In the aftermath of Covid-19, stores in general have pulled back on the amount of inventory because they don’t want to run the risk of overbuying and then have to resort to major discounting to clear out season-old goods. Scaling back on orders has also meant less merchandise available later for the off-price channel, particularly from department stores, which canceled whatever orders they could at the start of the pandemic.
In the short-term, at least, it has left off-price retailers scrambling to buy goods to fill the shelves. During a second-quarter earnings call last month, Ross Stores CEO Barbara Rentler said there’s a “lot of supply out there, just not as consistently across the merchandise areas.” Read that to mean an oversupply of spring and summer goods department stores needed to clear out, but not enough fall merchandise because of canceled orders. Not to mention factories that still needed time to ramp up their production lines after shutdowns.
A pullback on how much is produced isn’t necessarily a bad thing, nor is shipping closer to need. “I’ve also heard from a number of brands in the designer and luxury space that because they have shipped fall merchandise much later than usual, the seasonal cadence has finally gotten to a more realistic schedule and sell-throughs are stronger than in the past when they shipped early for fall,” Wassner said.

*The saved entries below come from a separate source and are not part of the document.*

PR #835, opened 2026-07-11
ci: add diff-scoped coverage gate on pull requests

devitway:
Signed reland of #834 by @01luyicheng.

\`main\` requires verified signatures; the original commits were unsigned, so this re-lands the reviewed diff as one web-flow-signed commit.

Original PR: #834
Signed commit: https://github.com/getnora-io/nora/commit/8451c976da5777f267702429cd6e01ea84c794f2


devitway:
Superseded by #836 — re-relanded after the diff-coverage self-test was switched to a mode-independent `bash scripts/…` invocation (the reland's createCommitOnBranch drops the executable bit, so `./scripts/…` failed Coherence here). Closing.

Where consumers can shop for designer finds
While consumers looking for designer apparel on a budget might bemoan the loss of Century 21 and some of its brethren, there is still a plethora of options in the space.
For the super high-end luxury options, there’s MadaLuxe Vault, as well as the online operators Yoox and the Net-a-Porter operation The Outnet. There’s also United Apparel Liquidators, which has both stores and an online site where sales rival some of those at Century 21.

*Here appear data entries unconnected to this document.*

Issue #128, opened 2026-04-12
Add deb/rpm package repository


addspin:
### Problem

Hello!
Thanks for your work, I love all-in-one solutions!
I would like to emphasize the importance of data storage registries as a top priority. Could you also include the deb/rpm package repository in the list? This is crucial for ensuring the stability and security of all closed segments.

### Proposed Solution

Include the deb/rpm package repository

### Related Registry

Core/General

makavity:
@devitway i can implement it by `cargo-deb` and `cargo-generate-rpm` if it's fine for you.

devitway:
@makavity this issue is about NORA acting as an APT/YUM **repository server** (hosting .deb/.rpm packages for consumers). That's a post-1.0 feature.

Packaging the NORA binary itself as .deb/.rpm is a different thing — and a welcome one. Created #209 for that and assigned you. `cargo-deb` + `cargo-generate-rpm` is exactly the right approach.

devitway:
Update — the **hosting** side of this has shipped and is on `main` (part of the upcoming 1.0):

- **APT** at `/deb/` — each `/deb/{repo}/` is an independent flat repo; `PUT`/`DELETE` regenerate `Packages`/`Packages.gz`/`Release`. Verified end-to-end against `apt`.
- **YUM/DNF** at `/rpm/` — each `/rpm/{repo}/` regenerates `repodata/` (repomd + primary/filelists/other). Verified end-to-end against `dnf` on Fedora 41.

Both are hosted-only, default-disabled, control/header parsed server-side (pure-Rust, decompression-bounded), rebuilt under the per-repo publish lock, fail-closed.

**Remaining (genuinely post-1.0): GPG-signed indexes** — `InRelease` / `Release.gpg` for APT and signed `repomd.xml` for YUM. Today indexes are unsigned and clients use `[trusted=yes]` / `gpgcheck=0 repo_gpgcheck=0`. Retitling this issue to track that.

jgrund:
> Remaining (genuinely post-1.0): GPG-signed indexes — InRelease / Release.gpg for APT and signed repomd.xml for YUM. Today indexes are unsigned and clients use [trusted=yes] / gpgcheck=0 repo_gpgcheck=0. Retitling this issue to track that.

Working on this now.

devitway:
[...]

PR #841, opened 2026-07-12
feat: GPG-signed rpm/deb repository indexes (#128)

jgrund:
## What

Adds OpenPGP signing of rpm/deb repository indexes — the remaining half
of #128 after hosting shipped:

- New `signing.rs`: one per-instance signing key (v4 Ed25519, the
  variant every deployed gpgv/gnupg verifier understands — the RFC 9580
  v6 algorithms are not yet recognized by either), generated at first
  boot and persisted armored with owner-only permissions via
  write-tmp-then-rename. A present-but-corrupt key is a fatal startup
  error: silently rotating would invalidate every client's pinned key.
- rpm: every repodata regeneration writes a detached armored
  `repodata/repomd.xml.asc` (after repomd.xml, so a reader never sees a
  signature for bytes that are not there yet); the armored public key
  is served at `repodata/repomd.xml.key` for `gpgkey=`. Clients verify
  with `repo_gpgcheck=1`.
- deb: every index regeneration writes a clearsigned `InRelease` and a
  detached `Release.gpg`; the public key is served at `pubkey.gpg` for
  an apt `signed-by` keyring — no more `[trusted=yes]`.
- Fail-closed: signing errors abort the regeneration like any other
  rebuild error. Turning signing off removes stale signatures on the
  next regeneration (a leftover mismatched signature would hard-fail
  apt/dnf). NORA signs metadata, not packages — `gpgcheck=0` remains
  for the packages themselves.
- Config: `[signing] enabled` (default true) + `key_path`. Local
  storage derives `<storage.path>/.signing/nora.key`; S3 requires an
  explicit path (warned + disabled otherwise, since there is no local
  data directory to keep a generated key in). Env:
  `NORA_SIGNING_ENABLED`, `NORA_SIGNING_KEY_PATH`.
- New dep: `pgp` (rpgp) 0.20, MIT OR Apache-2.0, pure Rust (no
  openssl), default-features off; `rand` 0.8 to match its rng
  requirement. cargo-deny green.

Also repairs a broken code fence in COMPAT.md's rpm `.repo` example
that slipped through the deb-registry merge.

## Why

Signed indexes were the tracked remainder of #128: without them every
client had to opt out of verification (`[trusted=yes]`,
`gpgcheck=0 repo_gpgcheck=0`), which is unacceptable for the
closed/air-gapped segments the feature targets.

## Checklist

- [x] Tests pass (`cargo test`) — 1517 pass, incl. cryptographic
      verification of every signature shape against the served public
      key. End-to-end with verification enforced: dnf `repo_gpgcheck=1`
      + `gpgkey=` (Fedora 41) and apt `signed-by` without
      `[trusted=yes]` (Debian 12) both install; both hard-reject a
      wrong key (dnf: "GPG signature verification error", apt:
      NO_PUBKEY).
- [x] New registry? See CONTRIBUTING.md checklist (not a new registry;
      OpenAPI stubs added for both public-key endpoints)


devitway (commented):
Thanks for this — it's a well-built completion of the #128 signing story, and the crypto fundamentals are right: v4 Ed25519 (the variant deployed `gpgv`/`librepo` actually verify), fail-closed key load that never silently rotates a pinned key, atomic `0600` persist, signing done inside the per-repo `publish_lock` over the exact bytes that get served, default-on, and no daemon/DB. Nice tests around reload-keeps-identity and corrupt-key-fails-closed.

I'd like two things addressed before merge, plus a few optional hardenings.

## Please address before merge

**1. Multi-replica key divergence — the docstring claims it works, but it doesn't for the HA/S3 case.**
`signing.rs:14-16` says *"a restart — or a replica sharing the path — keeps the same identity."* That holds for a single writer on a shared volume, but the signing key is always on the **local** filesystem: for S3 storage `key_path` is required and the key is never stored in S3 (`main.rs:936-946`, `config/signing_cfg.rs:16-18`). S3 is exactly the multi-replica story — so with N pods on per-pod/ephemeral storage, each pod generates a **different** key on first boot. A client that imports `pubkey.gpg` from pod A and then fetches an `InRelease` signed by pod B (round-robin LB) gets a hard verification failure.

Could you document this as a known limitation rather than stating it works — i.e. the signing key is single-writer, and multi-replica requires the same key bytes on every replica (a shared `ReadWriteMany` volume for `key_path`, or a key provisioned once and mounted read-only into every pod, e.g. a K8s Secret) — with an upgrade path noted? A `WARN` at startup when `storage == S3` and the key resolved to a node-local path would also help operators catch a mis-provisioned setup.

**2. The tests prove rPGP round-trips, not that `gpgv`/`dnf` accept the output.**
Every `verify()` in the suite calls rPGP's own verifier against the rPGP-generated key (`signing.rs:174-194`). That proves internal consistency but not client acceptance — and the gaps that only real verifiers catch are exactly the ones that bite (apt's `Date:`/field-layout and weak-digest policy, InRelease dash-escaping/trailing-newline canonicalization, librepo's armor/key-flag expectations). Could you add one integration test (feel free to gate it behind a feature or `#[ignore]` if the CI image lacks the tools) that runs the real verifiers over the **served** bytes: `gpgv` on `Release`/`Release.gpg` and on `InRelease`, and `gpg --import repomd.xml.key && gpg --verify repomd.xml.asc repomd.xml`? That's the only thing that closes the round-trip-vs-acceptance gap.

## Optional (non-blocking) hardening

- **First-boot generation race** (`signing.rs:42-56`): `read → on NotFound generate + persist` isn't atomic across concurrent starts. Two processes that both see `NotFound` each generate a key; the atomic rename keeps the file uncorrupt, but the process that lost the rename keeps a *different* in-memory key and serves a mismatched public key for its lifetime. Consider create-exclusive (`O_EXCL`) on the final path and, on `AlreadyExists`, discard the fresh key and re-read the winner.
- **Zeroize the secret** (`signing.rs:44,116`): the armored private key is read/built as a plain `String`; the codebase already uses `zeroize`. Wrapping both intermediates in `Zeroizing<String>` keeps the secret from lingering in freed heap.
- **S3 + enabled + empty `key_path` serves unsigned with only a `warn`** (`main.rs:938-944`), while the default is `enabled=true` and COMPAT/README advertise signing as "Full" (`COMPAT.md:262`). Consider either a hard boot error (force the operator to set `key_path` or explicitly disable) or a COMPAT footnote that S3 requires `NORA_SIGNING_KEY_PATH`.

## Nits

- No key expiry (`signing.rs:101-110`) — the conventional choice for a pinned repo key; you might ship a revocation certificate at generation time so a leaked key can be revoked without server access.
- `deny.toml` RUSTSEC-2023-0071 (rsa Marvin) ignore comment now also applies to `pgp` (which links `rsa`); the ignore stays correct since signing is Ed25519 (no rsa private-key op), worth a one-line note.
- `repomd.xml` is written before its `.asc` (`rpm.rs:636` then `:650`) — a reader between the two puts sees the new index with a stale/absent signature; same transient class as the existing "old blob" window and resolved by a client retry, but worth acknowledging in the comment.

Happy to re-review once the two above are in. Thanks again — this is a solid contribution.

jgrund:
Both must-fix items plus the hardenings addressed in 4256dcd:

**1. Multi-replica honesty** — module docs now state the key is single-writer and spell out the multi-replica requirement (same key bytes on every replica: read-only Secret mount or RWX volume). Startup WARNs when the key was *generated* on this boot while storage is an object store — that's the detectable signature of a mis-provisioned ephemeral key path (couldn't reliably detect "node-local" itself, but generation-on-S3/GCS is the case that bites).

**2. Real-verifier acceptance test** — `real_verifier_accepts_all_signature_shapes` (`#[ignore]`, needs gpg+gpgv on PATH): imports the served pubkey, `gpgv` over Release/Release.gpg and over InRelease, `gpg --verify` over repomd.xml.asc. Green against GnuPG 2.4 locally; same shapes were also accepted end-to-end by dnf (`repo_gpgcheck=1`, Fedora 41) and apt (`signed-by`, Debian 12) in container runs during development, including wrong-key hard rejections.

**Hardenings taken:** create-exclusive first-boot claim (losers adopt the winner's key) — and the 8-thread convergence test you prompted caught a real second-order bug: my staging temp name was per-process, so same-pid concurrent callers could cross-publish each other's staged bytes; staging is now unique per call. `Zeroizing` on all armored-secret intermediates. COMPAT footnote for the S3/GCS `key_path` requirement — kept warn-not-error so existing S3 rpm/deb deployments don't break on upgrade, with the WARN making the unsigned state visible. deny.toml note extended to `pgp`. rpm.rs comment acknowledges the repomd→.asc reader window.

**Deferred with rationale:** key expiry + revocation certificate — agreed on the direction; deferring so expiry/rotation/re-signing land as one design (rotation needs the re-sign-all-repos sweep that's queued behind the reindex endpoint).

devitway (commented):
Thanks for the thorough write-up — taking a look now. The create-exclusive first-boot claim + per-call staging fix and the gpgv/dnf/apt acceptance coverage all read well; the multi-replica WARN-on-generate is a sensible detectable signal. Fine deferring key expiry/revocation as one rotation design. Will follow up with anything after I finish reading through.

ertime037 (approved):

And, of course, there’s also Nordstrom Rack, Saks Off 5th, Haute Look and 6PM, not to mention the one or two Last Call stores left that Neiman Marcus will use as clearance centers.
What’s next for off-price
Some believe that the off-price sector could be challenged for a few more quarters until the retail sector can bring inventory back to a level that aligns with demand. And brands under the corporate umbrellas belonging to PVH Corp., VF Corp. and G-III Apparel Group will likely fare better as they are already working with the bigger, national chains like TJX.
But one problem all off-pricers face is e-commerce.

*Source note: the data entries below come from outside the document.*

PR #842, opened 2026-07-12
feat: native Google Cloud Storage backend (storage.mode = gcs)

jgrund:
## What

Generalizes the S3 backend into `ObjectStorage` over the `object_store`
trait (S3 path unchanged, file renamed s3.rs → object.rs) and adds a
GCS constructor:

- `storage.mode = "gcs"` / `NORA_STORAGE_MODE=gcs`; bucket from the
  existing `storage.bucket`.
- Credentials resolve as: explicit service-account JSON
  (`storage.gcs_service_account_path` /
  `NORA_STORAGE_GCS_SERVICE_ACCOUNT_PATH`), then ambient `GOOGLE_*`
  env, then the instance metadata server — GKE Workload Identity and
  GCE service accounts work with no key material.
- `storage.gcs_base_url` overrides the endpoint for emulators or
  Private Google Access; an `http://` override also skips request
  signing (emulators don't verify signatures).
- `nora migrate` accepts `gcs` as source/destination; /health reports
  `backend: gcs`; bucket-must-not-be-empty validation covers gcs.
- Same single-writer caveat as S3 for rpm/deb publishing (in-process
  publish lock) — documented in COMPAT.md.

## Why

GCP deployments previously had to use GCS's S3-interoperability layer
with static HMAC keys — no Workload Identity, and S3-conditional-write
semantics don't translate cleanly through interop. Native mode removes
the static credentials and uses GCS's own API.

## Checklist

- [x] Tests pass (`cargo test`) — 1511 pass. Verified end-to-end
      against real GCS (project bucket, ADC): /health reachable,
      raw roundtrip, rpm publish + dnf install, deb publish + apt
      install, DELETE regeneration. (fake-gcs-server can't serve
      object_store's XML-API PUT — fsouza/fake-gcs-server#994 — so
      verification used real GCS.)
- [x] New registry? See CONTRIBUTING.md checklist (not a registry)

Note: overlaps #841 only in main.rs/test_helpers.rs initializer lines — whichever merges second has a trivial conflict.


devitway (commented):
Thanks for this — it's a clean, well-scoped generalization: the abstraction is genuinely over the `object_store` trait, so renaming `s3.rs` → `object.rs` and adding a parallel `new_gcs` is the right shape rather than a bolt-on. `new_gcs` faithfully mirrors `new_s3` (lazy builder, ADC ladder via `from_env`, optional service-account path, emulator `base_url`), the struct is renamed consistently to `ObjectStorage`, `pin_store: None` matches S3's at-rest posture, and COMPAT already carries the GCS row. The design is good.

One real thing to address before merge (tests), plus the CI red is partly a tooling artifact on our side — details below so you don't chase the wrong lines.

## The red `Coverage (diff)` check — two separate things

**1. Most of the reported miss is a diff-coverage bug on our side, not your code.**
`scripts/diff-coverage.py` runs `git diff --no-renames`, so your `s3.rs` → `object.rs` rename (git similarity `R088`, i.e. 88% identical) is scored as a brand-new 567-line file. That drags in the pre-existing async `StorageBackend` I/O methods (`put`/`get`/`delete`/`stat`/`get_reader`) — which have always been integration-only and were never counted on `main` — and reports them as newly-uncovered. That's where most of the `41/79 (51.9%)` came from. A fix to make the gate rename-aware (`--find-renames`) is being prepared separately; you don't need to do anything about those grandfathered lines.

**2. After that, there is still a real, small gap: the new GCS paths are untested.**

“Most off-price retailers did not invest heavily in their e-commerce and relied too much on their brick-and-mortar. Therefore, most of these companies will suffer not unlike Century 21,” said Shelly Socol, co-founder of One Rockwell (1R), a fashion and lifestyle e-commerce agency. “In all honesty, the disparity between companies that saw the future of e-commerce and took it seriously and prioritized it well before Covid will survive, and those that did not will most likely not make it. Unfortunately, there are not that many off-price retailers that made that investment when they needed to.”
For now, she expects most excess goods still in inventory either will be sold out of the country or will see some steep discounting on the retail front.
“I think that distribution for retail goods is more challenging, especially for off-price retail, given a combination of retail bankruptcies and diminished foot traffic to stores that are still open,” said Jonathan Treiber, co-founder of RevTrax, an offer management platform that uses data to make “Smart Offers” created for each customer. He believes that the lack of a “robust e-commerce business for TJX has definitely hurt their business, while many other full-line retailers have seen e-commerce growth in the triple digits.”
But it was the “brick-and-mortar business model [that] allowed [Century 21] to succeed by providing the optimal treasure hunting experience, something that has proven elusive in the e-commerce domain,” Treiber added.
And perhaps that’s why Burlington Stores in March said it was shutting down its online platform, an operation that accounted for only 0.5 percent of its revenues.